PROBLEM REQUIREMENTS: Write down exactly the lines of the records below, beginning with the first and ending with the line that includes "### LINKED ISSUE".

INPUT DATA:
____________

PR #875, opened 2022-10-31
Add `abortUnless` analysis

### LINKED ISSUE #873: Support for `void assume_abort_if_not(int cond) {   if(!cond) {abort();} }`
The sv-comp people are really fond of encoding conditions that are needed to later establish correctness into calls to this function. We do not benefit from any such information at all, which we should probably fix for this year's SV-Comp.

~~~C
void assume_abort_if_not(int cond) {
  if(!cond) {abort();}
}
~~~

There are ~3000 instances of this pattern in the non-cwe part of the sv-comp `.c` files, and for some folders (e.g. `weaver`) they seem to have encoded everything into such calls :upside_down_face:

~~~C
  assume_abort_if_not(counter != 0);
  reach_error();
~~~

What I would envision would be a very cheap analysis to determine if a function is such an `assume_abort_if_not_function`:

- Takes one argument of type `int`
- Contains no assigns
- Returns only for non-zero values

If this is the case, I would meet the caller state with the condition that is passed as the argument.

michael-schwarz:
Adds an analysis that detects if control flow only returns if the argument is `non-zero`, and issues a corresponding `assert` event.

TODO:

- [x] Exploit in more analyses
- [x] Test

Closes #873


michael-schwarz:
There are no other analysis where adding it would make sense (except maybe `vareq`, but that doesn't even exploit `branch` at all currently).
Adding this analysis to the set of default analyses does not cause any regressions.

michael-schwarz:
Unless anyone opposes, I would propose we do a joint sv-comp run of this & #869 to reduce the number of needed runs, as we currently have a lot of things we would need server time for.

src/analyses/apron/apronAnalysis.apron.ml
```diff
@@ -618,6 +618,8 @@ struct
       Priv.enter_multithreaded (Analyses.ask_of_ctx ctx) ctx.global ctx.sideg st
     | Events.Escape escaped ->
       Priv.escape ctx.node (Analyses.ask_of_ctx ctx) ctx.global ctx.sideg st escaped
+    | Assert exp ->
+      branch ctx exp true
```
sim642, line 622: `assert_fn` would be more appropriate.

src/analyses/base.ml
```diff
@@ -2810,6 +2810,8 @@ struct
     | Events.AssignSpawnedThread (lval, tid) ->
       (* TODO: is this type right? *)
       set ~ctx (Analyses.ask_of_ctx ctx) ctx.global ctx.local (eval_lv (Analyses.ask_of_ctx ctx) ctx.global ctx.local lval) (Cilfacade.typeOfLval lval) (`Thread (ValueDomain.Threads.singleton tid))
+    | Events.Assert exp ->
+      branch ctx exp true
```
sim642, line 2814: `assert_fn` would be more appropriate.

src/analyses/abortUnless.ml
```diff
@@ -0,0 +1,70 @@
...
+      match args with
+      | [arg] -> ctx.emit (Events.Assert arg)
+      | _ -> ()
+    );
+    false
+
+  let special ctx (lval: lval option) (f:varinfo) (arglist:exp list) : D.t =
+    let desc = LibraryFunctions.find f in
+    match desc.special arglist with
+    | Abort -> ctx.local
```
sim642, line 60: `Abort` is deadcode anyway, so this doesn't matter at all.

src/analyses/abortUnless.ml
```diff
@@ -0,0 +1,70 @@
...
+  module C = Lattice.Unit
+
+  let context _ _ = ()
+
+  (* transfer functions *)
+  let assign ctx (lval:lval) (rval:exp) : D.t =
+    false
+
+  let branch ctx (exp:exp) (tv:bool) : D.t =
+    ctx.local
```
sim642, line 21: Any branch? Not just `arg` or `!arg`?

src/analyses/abortUnless.ml
```diff
@@ -0,0 +1,70 @@
...
+           | None -> false)
+      | _ ->
+        (* should not happen, ctx.local should always be false in this case *)
+        false
+    else
+      false
+
+  let enter ctx (lval: lval option) (f:fundec) (args:exp list) : (D.t * D.t) list =
+    let candidate = match f.sformals with
+      | [arg] when isIntegralType arg.vtype -> true
```
sim642, line 44: This allows calls with similar signature to be called within `assume_abort_if_not`, including (mutually) recursively. It's not obvious why something bad cannot come from that.

src/analyses/abortUnless.ml
michael-schwarz: Yes, branching does not actually modify the value here, so any branching is fine.

src/analyses/abortUnless.ml
michael-schwarz: Nice catch! It's not the recursion though that was problematic, as we go to `false` in `combine` either way but the fact that the assert happens after evaluation of the transfer function for call, so if variables in `arg` are assigned to, asserting might unsoundly yield bot (as in the case you constructed).

michael-schwarz:
For sv-comp this analysis currently does not seem to pay off, so I would not include it in the config this year (unless I can come up with a more powerful analysis where we would benefit).
I would still propose to merge it, it does not add much code and might be handy.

____________

OUTPUT:
PR #875, opened 2022-10-31
Add `abortUnless` analysis

### LINKED ISSUE #873: Support for `void assume_abort_if_not(int cond) {   if(!cond) {abort();} }`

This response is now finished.